To become familiar with slightly more complicated circuits, first do the
following exercise.
·
Using a 74HC74 dual DFF and some gates, build a
two-bit ripple counter. (See fig. 8 in the Flip-Flop and counter handout.) Your
signal generator can function as clock. Use your oscilloscope to verify that
the decoder outputs cycle in the desired order.

To
demonstrate the principle of digital waveform generation, let us first
construct a very simple circuit. Figure 1 shows how the outputs of a three
stage Johnson counter can be combined to produce a very crude approximation of
a sine-wave. The circuit has 8 different states, but because of the symmetry of
the sine-wave the output takes only 4 values.
You
can get a much cleaner sine-wave by expanding the number of stages.

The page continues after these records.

PR #138, opened 2015-12-23
added some methods to extract information

Snorlock:
I saw a case where I wanted to extract what I have registerd on the router so I could have a self explaining api. I wanted to have on of my routes beeing able to respond with what is publically available.

I have added a method on the Router to extract the routes registered. 
I have added some methods to be able to extract the methods that has been registered on different routers.

Please ellborate if there are better ways of doing this

### DIFF
--- a/route.go
+++ b/route.go
@@ -28,6 +28,8 @@ type Route struct {
 	strictSlash bool
 	// If true, this route never matches: it is only used to build URLs.
 	buildOnly bool
+	// If true, this route wont show in getRoutesMethod.
+	private bool
 	// The name used to build URLs.
 	name string
 	// Error resulted from building a route.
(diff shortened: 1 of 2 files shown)


route.go
```diff
@@ -73,12 +75,38 @@ func (r *Route) GetError() error {
...
+}
+
 // BuildOnly sets the route to never match: it is only used to build URLs.
 func (r *Route) BuildOnly() *Route {
 	r.buildOnly = true
 	return r
 }
 
+// MakePrivate sets the private flag making it not show up in GetRoutes.
+func (r *Route) MakePrivate() *Route {
```
elithrar: What is the goal of making a route private? I don't think this is worth adding to the public API, and it could be confused for some kind of authentication functionality.

elithrar:
I'm not sure I'm sold on this, as it's substantial addition to the size of the public API. 

Right now, if you need a way to get the routes in your application, you are better off creating a `map[string]http.Handler` and creating `Routes` from each key:value pair.

This patch effectively does the reverse, but since you control the routes you add, you shouldn't need to retrieve them from the mux.

route.go
```diff
@@ -73,12 +75,38 @@ func (r *Route) GetError() error {
...
+	r.private = true
+	return r
+}
+
+type extracter interface {
+	Match(*http.Request, *RouteMatch) bool
+	GetMatchValues() []string
+}
+
+func (r *Route) GetMethods() []string {
```
elithrar: This would need documentation if we were to merge it.

route.go
```diff
@@ -281,6 +309,10 @@ func (m methodMatcher) Match(r *http.Request, match *RouteMatch) bool {
 	return matchInArray(m, r.Method)
 }
 
+func (m methodMatcher) GetMatchValues() []string {
```
elithrar: This would need documentation if we were to merge it.

elithrar:
Going to close this one out due to a lack of activity.

Issue #20, opened 2013-04-28
Router.NotFoundHandler is not used when the router is a subrouter


ghost:
I defined specific NotFoundHandler for several subrouters but the NotFoundHandler from the main Router is always used.

error10:
I've worked around this by using a `PathPrefix()` after the home page route for the subroute.

```
    r := mux.NewRouter()
    s := r.Host("{subdomain}." + domain).Subrouter()
    //...more routes..
    s.Handle("/", commonChain.Then(subdomainHomepageHandler()))
    s.PathPrefix("/").Handler(commonChain.Then(http.HandlerFunc(subdomainNotFound)))
```

Later, `subdomainNotFound()`, which for me does some extra work, will generate a (nicely templated) 404 if necessary.

elithrar:
I'm going to close this as wontfix: if you do need separate a `NotFoundHandler` you can use nested routers (via `mux.NewRouter()`). Happy to open it again if there's a desire to.

PR #139, opened 2015-12-25
`Router.NotFoundHandler` is not used when the router is a subrouter

bign8:
Issue #20 | `Router.NotFoundHandler` is not used when the router is a subrouter
:-------|:-------
Solution | Move "Not found" logic into `Match` function.
Status | Awaiting Reviewers

This small code move should allow the "deepest" sub-router to respond with it's `NotFoundHandler`, thanks to the recursive nature of `Match`.  As this is my first pull to this repository, I expect there to be more steps to make this change than the code fix alone.  If a repository administrator leaves a comment on what else is necessary to merge to the repository, I will be happy to comply.

### DIFF
--- a/mux.go
+++ b/mux.go
@@ -59,6 +59,12 @@ func (r *Router) Match(req *http.Request, match *RouteMatch) bool {
 			return true
 		}
 	}
+
+	// Closest match for a router (includes sub-routers)
+	if r.NotFoundHandler != nil {
+		match.Handler = r.NotFoundHandler
+		return true
+	}
 	return false
 }
 
@@ -89,10 +95,7 @@ func (r *Router) ServeHTTP(w http.ResponseWriter, req *http.Request) {
 		setCurrentRoute(req, match.Route)
 	}
 	if handler == nil {
-		handler = r.NotFoundHandler
-		if handler == nil {
-			handler = http.NotFoundHandler()
-		}
+		handler = http.NotFoundHandler()
 	}
 	if !r.KeepContext {
 		defer context.Clear(req)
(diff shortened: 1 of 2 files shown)


elithrar:
Are you able to provide a test case for this, @bign8?

(Thanks for the PR, too)

mux_test.go
```diff
@@ -1123,6 +1123,30 @@ func TestWalkNested(t *testing.T) {
...
 
+func TestSubrouterErrorHandling(t *testing.T) {
+	superRouterCalled := false
+	subRouterCalled := false
+
+	router := NewRouter()
+	router.NotFoundHandler = http.HandlerFunc(func(w http.ResponseWriter, r *http.Request) {
+		superRouterCalled = true
+	})
+	subRouter := router.PathPrefix("/bign8").Subrouter()
```
bign8: Can remove the self reference if desired.  Just figured I would have a little fun with the test. :wink:

bign8:
How's this @elithrar ?

mux_test.go
elithrar: Totally fine by me :+1:

elithrar:
LGTM, and thanks for adding the test. Merged!

mux.go
```diff
@@ -59,6 +59,12 @@ func (r *Router) Match(req *http.Request, match *RouteMatch) bool {
 			return true
 		}
 	}
+
+	// Closest match for a router (includes sub-routers)
+	if r.NotFoundHandler != nil {
+		match.Handler = r.NotFoundHandler
+		return true
```
alytvynov: Does it really make sense to report this as a match?
http://play.golang.org/p/SIL-WWftyQ
Seems confusing when request didn't match any real route but `router.Match` reports `true`.

FWIW I got a panic in my stats collection code which assumed that if `router.Match(...) == true`, returned `RouteMatch` would have a non-nil `Route`.

elithrar: If we don't report it as a match we would need to re-engineer how sub-router 404 handling works (e.g. revert this).

The alternative would be to set `match.Handler == nil` and then add another field to `Router` to handle this behaviour.

alytvynov: Or add a field to `RouteMatch` that says "this is a not-found handler, not an actual route match".
Or add a non-exported `matchHandler()` that does the regular `Match` behavior or returns `NotFoundHandler` if it's set.
I did not dig into the implementation of this package enough to come up with an actual valid suggestion, simply complaining :)

It basically feels like this is mixing up internal implementation details and exported API in a way that makes exported API unintuitive.

PR #155, opened 2016-03-07
Allowing case insensitive regexp groups after PR #144

jprobinson:
Changes in https://github.com/gorilla/mux/pull/144 broke regexp matching for case insensitive groups. 

This adds a test scenario and a small hunk of code reverted to what it was prior to the PR.

### DIFF
--- a/mux_test.go
+++ b/mux_test.go
@@ -370,6 +370,16 @@ func TestPath(t *testing.T) {
 			path_template: `/{product-category:a|(b/c)}/{product-name}/{product-id:[0-9]+}`,
 			shouldMatch:   true,
 		},
+		{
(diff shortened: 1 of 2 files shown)


jprobinson:
Benchmark changes: 
```
benchmark                             old ns/op     new ns/op     delta
BenchmarkMux-4                        2712          2569          -5.27%
BenchmarkMuxAlternativeInRegexp-4     3835          3860          +0.65%
BenchmarkManyPathVariables-4          4410          4476          +1.50%
```

elithrar:
Thanks @jprobinson—and thanks for adding the benchmarks (which I was just about to ask for). Happy to lose a few % if it means we maintain API compat, especially since request muxes are almost never bottlenecks in real applications.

This also
makes it possible to give the steps in the output signal different height so
they follow a sine wave pattern more closely. The appropriate resistor values
for a six-stage circuit are indicated in figure 2. Again, build the circuit. Check that even with a very simple
low-pass filter much of the “discreteness” of the signal can be removed without
changing the over all shape.

Figure 2. A digital sine wave generator using DFFs
(74HC74).
R1 = R5 = 10 kW R2 = R4 = 17.5 kW R3 = 20 kW
Finally, let us look at a very different
wave form, the staircase. In this case we configure the DFFs as a four stage
ripple counter, i.e., the circuit can take 16 distinct states. With a
resistance network we give different “weight” to each of the four outputs. At
O4 you will find a complete 16 step staircase signal, but for good measure also
check what is at outputs O1 – O3.

Figure 3. A 4-bit
staircase generator using DFFs configured as ripple counter. R = 10 kW.